**Problem to work on**
For the entries below, print exactly the lines between the line holding "TreeSet<>(ignoreCase ? String.CASE_INSENSITIVE_ORDER : null);" and the line holding "String name = attribute.getName();", inclusive, and nothing else.

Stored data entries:
-*-*-

PR #1458, opened 2016-11-28
DDF-2625: Fixes case insensitive enumeration validator

rzwiefel:
#### What does this PR do?
Fixes Enumeration Validator to not mutate the values passed in. 
@troymohl @bdeining @andrewkfiedler 

@coyotesqrl
@jlcsmith

https://codice.atlassian.net/browse/DDF-2625

### DIFF
--- a/catalog/core/catalog-core-api-impl/src/main/java/ddf/catalog/validation/impl/validator/EnumerationValidator.java
+++ b/catalog/core/catalog-core-api-impl/src/main/java/ddf/catalog/validation/impl/validator/EnumerationValidator.java
@@ -18,13 +18,14 @@ import java.util.Collections;
 import java.util.Objects;
 import java.util.Optional;
 import java.util.Set;
-import java.util.stream.Collectors;
+import java.util.TreeSet;
 
 import org.apache.commons.collections.CollectionUtils;
 import org.apache.commons.lang.builder.EqualsBuilder;
 import org.apache.commons.lang.builder.HashCodeBuilder;
 
 import com.google.common.base.Preconditions;
+import com.google.common.collect.Sets;
 
 import ddf.catalog.data.Attribute;
 import ddf.catalog.validation.AttributeValidator;
@@ -54,10 +55,8 @@ public class EnumerationValidator implements AttributeValidator {
 
         this.ignoreCase = ignoreCase;
 
-        this.values = Collections.unmodifiableSet(values.stream()
-                .filter(Objects::nonNull)
-                .map(ignoreCase ? String::toLowerCase : String::toString)
-                .collect(Collectors.toSet()));
+        this.values = new TreeSet<>(ignoreCase ? String.CASE_INSENSITIVE_ORDER : null);
+        this.values.addAll(Sets.filter(values, Objects::nonNull));
     }
 
     /**
@@ -74,16 +73,11 @@ public class EnumerationValidator implements AttributeValidator {
         String name = attribute.getName();
 
         for (final Serializable value : attribute.getValues()) {
-            final String stringValue = ignoreCase ?
-                    String.valueOf(value)
-                            .toLowerCase() :
-                    String.valueOf(value);
-
-            if (!values.contains(stringValue)) {
+            if (!values.contains(value)) {
                 final AttributeValidationReportImpl report = new AttributeValidationReportImpl();
                 // TODO (jrnorth) - escape the value.
                 report.addViolation(new ValidationViolationImpl(Collections.singleton(name),
-                        name + " has an invalid value: [" + stringValue + "]",
+                        name + " has an invalid value: [" + value + "]",
                         Severity.ERROR));
                 values.forEach(report::addSuggestedValue);
                 return Optional.of(report);


troymohl:
My only input is that this doesn't obey the Set interface as this implementation is inconsistent with .equals. Since we never return the Set directly it should be ok. The ticket seems to indicate that  `AttributeValidationReport.suggestedValues` needs to match something (original json file?) for the UI to work. We should probably add that information to the javadoc for `AttributeValidationReport` in case other validators are added that don't meet that expectation.

rzwiefel:
@troymohl It does obey the set interface, based upon your comparator. https://docs.oracle.com/javase/8/docs/api/java/util/TreeSet.html If your comparator is not, then it will be inconsistent. 

And also I would argue that you should **never** modify input data unless you explicitly are told it is allowed. You should always assume its not safe to mutate the input data and store it as is.

catalog/core/catalog-core-api-impl/src/main/java/ddf/catalog/validation/impl/validator/EnumerationValidator.java
```diff
@@ -54,10 +53,8 @@ public EnumerationValidator(final Set<String> values, final boolean ignoreCase)
 
         this.ignoreCase = ignoreCase;
 
-        this.values = Collections.unmodifiableSet(values.stream()
-                .filter(Objects::nonNull)
-                .map(ignoreCase ? String::toLowerCase : String::toString)
-                .collect(Collectors.toSet()));
+        this.values = new TreeSet<>(ignoreCase? String.CASE_INSENSITIVE_ORDER : null);
```
rzwiefel: Probably

rzwiefel: Though clearly checkstyle doesn't care. And in this case it makes it slightly more terse, so ima leave it in less someone has really strong opinions.

catalog/core/catalog-core-api-impl/src/main/java/ddf/catalog/validation/impl/validator/EnumerationValidator.java
```diff
@@ -54,10 +53,8 @@ public EnumerationValidator(final Set<String> values, final boolean ignoreCase)
 
         this.ignoreCase = ignoreCase;
 
-        this.values = Collections.unmodifiableSet(values.stream()
-                .filter(Objects::nonNull)
```
coyotesqrl: Are you no longer worried about there being a null value in the incoming set? You'll throw an NPE on the call to `addAll` below.

catalog/core/catalog-core-api-impl/src/main/java/ddf/catalog/validation/impl/validator/EnumerationValidator.java
```diff
@@ -54,10 +53,8 @@ public EnumerationValidator(final Set<String> values, final boolean ignoreCase)
...
-                .map(ignoreCase ? String::toLowerCase : String::toString)
-                .collect(Collectors.toSet()));
+        this.values = new TreeSet<>(ignoreCase? String.CASE_INSENSITIVE_ORDER : null);
+        this.values.addAll(values);
```
coyotesqrl: Could also change to something like...
```java
Supplier<Set<String>> supl =
        () -> ignoreCase ? new TreeSet<>(String.CASE_INSENSITIVE_ORDER) : new TreeSet();
this.values = values.stream()
        .filter(Objects::nonNull)
        .collect(Collectors.toCollection(supl));
```
...or take that and wrap in an unmodifiable collection is previously.

catalog/core/catalog-core-api-impl/src/main/java/ddf/catalog/validation/impl/validator/EnumerationValidator.java
rzwiefel: They cannot send a null value in the set.

coyotesqrl: There's nothing preventing it, other than your knowledge of the callers.

catalog/core/catalog-core-api-impl/src/main/java/ddf/catalog/validation/impl/validator/EnumerationValidator.java
rzwiefel: this is argubly is more complex.

and this set of values is never exposed anywhere, so there is no need to make it unmodifiable.

catalog/core/catalog-core-api-impl/src/main/java/ddf/catalog/validation/impl/validator/EnumerationValidator.java
rzwiefel: Filtering out nulls now.

catalog/core/catalog-core-api-impl/src/main/java/ddf/catalog/validation/impl/validator/EnumerationValidator.java
rzwiefel: Looks like the formatter did it anyways for you.

PR #1477, opened 2016-12-07
DDF-2638: Added support for solr cloud to persistence store

oconnormi:
#### What does this PR do?

Updates the Persistence Store to support solr cloud

@lessarderic 
@pklinef 

@figliold
@shaundmorris 

Update etc/system.properties to point at solr cloud and verify persistence works correctly

[DDF-2638](https://codice.atlassian.net/browse/DDF-2638)

#### Checklist:
- [ ] Change Log Updated
- [ ] Update / Add Unit Tests


platform/persistence/platform-persistence-core-impl/src/main/java/org/codice/ddf/persistence/internal/PersistentStoreImpl.java
```diff
@@ -169,12 +144,12 @@ private void doRollback(SolrClient coreSolrClient, String type) {
         List<Map<String, Object>> results = new ArrayList<>();
 
         // Set Solr Core name to type and create/connect to Solr Core
```
shaundmorris: should we update this comment as well?

platform/persistence/platform-persistence-core-impl/src/main/java/org/codice/ddf/persistence/internal/PersistentStoreImpl.java
```diff
@@ -289,26 +264,25 @@ public int delete(String type, String cql) throws PersistenceException {
         return idsToDelete.size();
     }
 
-    private SolrClient getSolrCore(String storeName) {
-        if (coreSolrClients.containsKey(storeName)) {
-            LOGGER.debug("Returning core {} from map of coreSolrClients", storeName);
-            return coreSolrClients.get(storeName);
+    private SolrClient getSolrClient(String storeName) {
+        if (solrClients.containsKey(storeName)) {
+            LOGGER.debug("Returning core {} from map of solrClients", storeName);
```
shaundmorris: should we update the log message to say "clients" instead of "core" ?

platform/persistence/platform-persistence-core-impl/src/main/java/org/codice/ddf/persistence/internal/PersistentStoreImpl.java
```diff
@@ -289,26 +264,25 @@ public int delete(String type, String cql) throws PersistenceException {
...
+            return solrClients.get(storeName);
         }
 
         // Must specify shard in URL so proper core is used
```
shaundmorris: should we update this comment as well?

platform/persistence/platform-persistence-core-impl/src/main/java/org/codice/ddf/persistence/internal/PersistentStoreImpl.java
```diff
@@ -289,26 +264,25 @@ public int delete(String type, String cql) throws PersistenceException {
         return idsToDelete.size();
     }
 
-    private SolrClient getSolrCore(String storeName) {
-        if (coreSolrClients.containsKey(storeName)) {
-            LOGGER.debug("Returning core {} from map of coreSolrClients", storeName);
-            return coreSolrClients.get(storeName);
+    private SolrClient getSolrClient(String storeName) {
```
lessarderic: ⭐️  We need to change the logic and add synchronization in this method to make sure we don't run into concurrency issues with the map of clients.

platform/persistence/platform-persistence-core-impl/src/main/java/org/codice/ddf/persistence/internal/PersistentStoreImpl.java
```diff
@@ -99,8 +74,8 @@ public void add(String type, Map<String, Object> properties) throws PersistenceE
         LOGGER.debug("Adding entry of type {}", type);
 
         // Set Solr Core name to type and create/connect to Solr Core
-        SolrClient coreSolrClient = getSolrCore(type);
-        if (coreSolrClient == null) {
+        SolrClient solrClient = getSolrClient(type);
+        if (solrClient == null) {
```
lessarderic: Should we log something everywhere `getSolrClient()` fails to return a client? Right now, the only that gets logged is a generic debug message, which won't help figure out what's going on if an update to the persistence store fails.

platform/persistence/platform-persistence-core-impl/src/main/java/org/codice/ddf/persistence/internal/PersistentStoreImpl.java
pklinef: The solrClients map is a ConcurrentHashMap.  The race was not a concern since the worst case was the racing threads would both get a client and set the map.  I am not sure if the cost of building the extra client is worth the extra complexity to synchronize.  Is there a different concurrency issue I am missing?

platform/persistence/platform-persistence-core-impl/src/main/java/org/codice/ddf/persistence/internal/PersistentStoreImpl.java
```diff
@@ -289,26 +264,25 @@ public int delete(String type, String cql) throws PersistenceException {
...
         // Must specify shard in URL so proper core is used
-        SolrClient coreSolrClient = null;
+        SolrClient solrClient = null;
         try {
-            Future<SolrClient> coreSolrClientFuture =
-                    HttpSolrClientFactory.getHttpSolrClient(solrUrl.getResolvedString(), storeName);
-            coreSolrClient = coreSolrClientFuture.get(30, TimeUnit.SECONDS);
-            coreSolrClients.put(storeName, coreSolrClient);
+            Future<SolrClient> clientFuture = clientFactory.newClient(storeName);
+            solrClient = clientFuture.get(30, TimeUnit.SECONDS);
```
pklinef: I think we should change the `solrClients` map to be a map of futures instead of clients so we can remove this blocking 30 second get and allow the retry logic to work.  That would make it work more like the remote Solr catalog provider.

Though I think we should do this eventually, this does not need to be done as part of this PR if you think it is too big of a change since it is out of scope.

platform/persistence/platform-persistence-core-impl/src/main/resources/OSGI-INF/blueprint/blueprint.xml
```diff
@@ -18,11 +18,13 @@
 
     <reference id="encryptionService" interface="ddf.security.encryption.EncryptionService"/>
 
+    <bean id="solrFactory" class="org.codice.solr.factory.impl.SolrClientFactoryImpl" />
+
     <bean id="persistentStore" class="org.codice.ddf.persistence.internal.PersistentStoreImpl">
         <cm:managed-properties
```
pklinef: Since you removed the metatype file, I think you should remove this manage-properties section.

oconnormi: I knew I forgot something, done!

platform/persistence/platform-persistence-core-impl/src/main/java/org/codice/ddf/persistence/internal/PersistentStoreImpl.java
lessarderic: Thanks @pklinef. Thought I commented on that already but I guess I forgot.

platform/persistence/platform-persistence-core-impl/src/main/java/org/codice/ddf/persistence/internal/PersistentStoreImpl.java
lessarderic: If we change the code to use a `ConcurrentHashMap<String, Future<SolrClient>>` and a separate `ConcurrentHashMap<SolrClient>`, then the potential concurrency issues might disappear. Let's see what the code looks like after that change is in.

pklinef: @lessarderic Why would we need another `ConcurrentHashMap<SolrClient>` map?  Instead of having to manage two maps,  I think it would be ok to just have `ConcurrentHashMap<String, Future<SolrClient>>` and get the client each time from the future.

lessarderic: True. And I'm ok with not adding synchronization if we know that having two `SolrClient` instances for the same storeName for short periods of time isn't going to cause any issues now or down the road.

platform/persistence/platform-persistence-core-impl/src/main/java/org/codice/ddf/persistence/internal/PersistentStoreImpl.java
lessarderic: @oconnormi, don't forget the logs.

platform/persistence/platform-persistence-core-impl/src/main/java/org/codice/ddf/persistence/internal/PersistentStoreImpl.java
```diff
@@ -289,26 +264,28 @@ public int delete(String type, String cql) throws PersistenceException {
...
-    private SolrClient getSolrCore(String storeName) {
-        if (coreSolrClients.containsKey(storeName)) {
-            LOGGER.debug("Returning core {} from map of coreSolrClients", storeName);
-            return coreSolrClients.get(storeName);
+    private SolrClient getSolrClient(String storeName) {
+
+        Future<SolrClient> clientFuture = null;
+        SolrClient solrClient = null;
+
+        if (solrFutures.containsKey(storeName)) {
```
lessarderic: You should be able to replace this if statement with:

`Future<SolrClient> clientFuture = solrFutures.computeIfAbsent(storeName, storeName -> clientFactory.newClient(storeName));`

platform/persistence/platform-persistence-core-impl/src/main/java/org/codice/ddf/persistence/internal/PersistentStoreImpl.java
```diff
@@ -289,26 +264,28 @@ public int delete(String type, String cql) throws PersistenceException {
...
-        SolrClient coreSolrClient = null;
         try {
-            Future<SolrClient> coreSolrClientFuture =
-                    HttpSolrClientFactory.getHttpSolrClient(solrUrl.getResolvedString(), storeName);
-            coreSolrClient = coreSolrClientFuture.get(30, TimeUnit.SECONDS);
-            coreSolrClients.put(storeName, coreSolrClient);
+            solrClient = clientFuture.get(5, TimeUnit.SECONDS);
 
-            LOGGER.trace("EXITING: getSolrCore");
+            LOGGER.trace("EXITING: getSolrClient");
```
lessarderic: Since we don't have a log when entering this method and we don't log anything before L288, should we remove this trace?

LinkMJB:
test this please

figliold:
Clean build passed! 👍

PR #1482, opened 2016-12-09
DDF-2642: Remove accordion view from sources tab.

djblue:
#### What does this PR do?

Remove accordion view from sources tab.

#### Who is reviewing it (please choose AT LEAST two reviewers that need to approve the PR before it can get merged)?

@garrettfreibott 
@tbatie 
@vinamartin 
@andrewkfiedler 
@rzwiefel 
@mcalcote 
@clockard 

#### Choose 2 committers to review/merge the PR.

@coyotesqrl
@pklinef

#### How should this be tested? (List steps with links to updated documentation)

- Ensure that you can still create sources.
- Ensure that you can edit different source configurations.
- Ensure the closing a configuration doesn't add duplicate entries in the active bindings menu.

#### Any background context you want to provide?

The accordion view is the sources tab can cause confusion so we decided to revert the view back to how it use to work.

#### What are the relevant tickets?

[DDF-2642](https://codice.atlassian.net/browse/DDF-2642)

#### Checklist:

- [ ] Documentation Updated
- [ ] Change Log Updated
- [ ] Update / Add Unit Tests
- [ ] Update / Add Integration Tests

PR #1483, opened 2016-12-09
2.9.x-DDF-2642: Remove accordion view from sources tab.

djblue:
See #1482.


vinamartin:
Built and tested.
I'm assuming the rest of the bug fixes to this UI were backported. If so, :shipit:

PR #1486, opened 2016-12-10
DDF-2646 registry-schema-bindings won't build when build machine locale is not US

singhdan:


bradh:
That list of commits does not look like what should be reviewed merged here.

catalog/spatial/registry/registry-schema-bindings/src/main/java/org/codice/ddf/registry/schemabindings/helper/InternationalStringTypeHelper.java
```diff
@@ -41,6 +42,11 @@ public InternationalStringTypeHelper() {
     InternationalStringTypeHelper(Locale locale) {
         setLocale(locale);
     }
+    
+    InternationalStringTypeHelper(Locale locale, boolean findNearestMatch) {
```
bradh: This looks like a slightly different problem to what the original JIRA ticket describes, in that this adds new functionality where the original problem is more a bad set of test assumptions.

catalog/spatial/registry/registry-schema-bindings/src/main/java/org/codice/ddf/registry/schemabindings/helper/InternationalStringTypeHelper.java
```diff
@@ -85,13 +91,37 @@ public InternationalStringType create(String internationalizeThis) {
...
                 .filter(localizedString -> locale.toLanguageTag()
                         .equals(localizedString.getLang()))
                 .findFirst()
                 .map(LocalizedStringType::getValue);
+        
+        //If an exact match has not been found then look at the base language e.g. if en-GB 
+        //has not been found then try to find the first one in the list of localizedStrings 
+        //that has the same language e.g. en-US. The behaviour of this will vary depending
+        //on the order that the localized strings are loaded
+        if (!optionalLocalString.isPresent() && findNearestMatch)
```
bradh: This is probably going to produce unexpected behaviour, where en-AU falls back to en-GB in some cases and en-US in other cases. Perhaps specifying a fallback locale would be better than "I'll take anything in that language", which may cause unreadable results (e.g. pt-PT and pt-BR aren't mutually intelligible).

singhdan: Agreed, a fallback would be useful and more deterministic but that would mean that something like Locale.China (zh-cn) would fallback to en-US for example. Should both nearest match and default be implemented for flexibility? Or just put in a default as people should load up the languages they want and that will mean its clear when a localization is missing.

singhdan:
I'm going to close this pull request and try to tidy it up and try again

catalog/spatial/registry/registry-schema-bindings/src/main/java/org/codice/ddf/registry/schemabindings/helper/InternationalStringTypeHelper.java
bradh: I was more thinking along the lines of an API alternative like 

     InternationalStringTypeHelper(Locale locale, Locale fallbackLocale) {...}

So that you can do en-AU if I have it, otherwise en-US will do.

-*-*-

**Task result**
+        this.values = new TreeSet<>(ignoreCase ? String.CASE_INSENSITIVE_ORDER : null);
+        this.values.addAll(Sets.filter(values, Objects::nonNull));
     }
 
     /**
@@ -74,16 +73,11 @@ public class EnumerationValidator implements AttributeValidator {
         String name = attribute.getName();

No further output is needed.